PR #2543, opened 2026-03-02
fix(skore): Exit early if sparse matrices are passed in data accessors

### LINKED ISSUE #2538: bug(skore): TypeError when calling .data.analyze() with scipy.sparse matrices

KaranSinghDev:
#### Change description

Fixes #2538 
I added early-exit guardrails in skore/_utils/_dataframe.py using scipy.sparse.issparse(). If sparse data is detected, the SDK now raises a clear NotImplementedError. 

#### Contribution checklist

- [x] Unit tests were added or updated ( test_dataframe )

### DIFF
--- a/.github/PULL_REQUEST_TEMPLATE.md
+++ b/.github/PULL_REQUEST_TEMPLATE.md
@@ -2,7 +2,7 @@
 🙌 Thanks for contributing a pull request!
 
 If this is your first contribution, take a look at our contribution guidelines:
-https://docs.skore.probabl.ai/dev/contributing.html
+https://docs.skore.probabl.ai/stable/contributing.html
 -->
 #### Change description
 <!--
@@ -36,12 +36,12 @@ requires updating tests)
 - [ ] All the commits in the PR are signed (more information
 [here](https://docs.github.com/en/authentication/managing-commit-signature-verification/signing-commits))
 - [ ] The pull request title respects the Conventional Commits convention (more information
-[here](https://docs.skore.probabl.ai/dev/contributing.html#pull-requests))
+[here](https://docs.skore.probabl.ai/stable/contributing.html#pull-requests))
 
 #### AI usage disclosure
 <!--
 If AI tools were involved in creating this PR, please check all boxes that apply
-below and make sure you understand our [automated contributions policy](https://docs.skore.probabl.ai/dev/contributing.html#automated-contributions-policy)
+below and make sure you understand our [automated contributions policy](https://docs.skore.probabl.ai/stable/contributing.html#automated-contributions-policy)
 -->
 AI tools were involved for:
 - [ ] Code generation (e.g., when writing an implementation or fixing a bug)
--- a/.github/workflows/pr-commits-verification.yml
+++ b/.github/workflows/pr-commits-verification.yml
@@ -36,7 +36,7 @@ jobs:
           message: |
             > [!CAUTION]
             > Some commits in the pull request are not signed, or GitHub is not able to verify the signature.
-            > Please sign all your commits; you can find more information [here](https://docs.skore.probabl.ai/dev/contributing.html#signing-commits).
+            > Please sign all your commits; you can find more information [here](https://docs.skore.probabl.ai/stable/contributing.html#signing-commits).
             > Please note that when you activate commit signing, you'll need to retroactively sign your previous commits.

......

YOUR ASSIGNMENT: Every record above belongs in the answer, reproduced exactly.

ANSWER BOX:
PR #2543, opened 2026-03-02
fix(skore): Exit early if sparse matrices are passed in data accessors

### LINKED ISSUE #2538: bug(skore): TypeError when calling .data.analyze() with scipy.sparse matrices

KaranSinghDev:
#### Change description

Fixes #2538 
I added early-exit guardrails in skore/_utils/_dataframe.py using scipy.sparse.issparse(). If sparse data is detected, the SDK now raises a clear NotImplementedError. 

#### Contribution checklist

- [x] Unit tests were added or updated ( test_dataframe )

### DIFF
--- a/.github/PULL_REQUEST_TEMPLATE.md
+++ b/.github/PULL_REQUEST_TEMPLATE.md
@@ -2,7 +2,7 @@
 🙌 Thanks for contributing a pull request!
 
 If this is your first contribution, take a look at our contribution guidelines:
-https://docs.skore.probabl.ai/dev/contributing.html
+https://docs.skore.probabl.ai/stable/contributing.html
 -->
 #### Change description
 <!--
@@ -36,12 +36,12 @@ requires updating tests)
 - [ ] All the commits in the PR are signed (more information
 [here](https://docs.github.com/en/authentication/managing-commit-signature-verification/signing-commits))
 - [ ] The pull request title respects the Conventional Commits convention (more information
-[here](https://docs.skore.probabl.ai/dev/contributing.html#pull-requests))
+[here](https://docs.skore.probabl.ai/stable/contributing.html#pull-requests))
 
 #### AI usage disclosure
 <!--
 If AI tools were involved in creating this PR, please check all boxes that apply
-below and make sure you understand our [automated contributions policy](https://docs.skore.probabl.ai/dev/contributing.html#automated-contributions-policy)
+below and make sure you understand our [automated contributions policy](https://docs.skore.probabl.ai/stable/contributing.html#automated-contributions-policy)
 -->
 AI tools were involved for:
 - [ ] Code generation (e.g., when writing an implementation or fixing a bug)
--- a/.github/workflows/pr-commits-verification.yml
+++ b/.github/workflows/pr-commits-verification.yml
@@ -36,7 +36,7 @@ jobs:
           message: |
             > [!CAUTION]
             > Some commits in the pull request are not signed, or GitHub is not able to verify the signature.
-            > Please sign all your commits; you can find more information [here](https://docs.skore.probabl.ai/dev/contributing.html#signing-commits).
+            > Please sign all your commits; you can find more information [here](https://docs.skore.probabl.ai/stable/contributing.html#signing-commits).
             > Please note that when you activate commit signing, you'll need to retroactively sign your previous commits.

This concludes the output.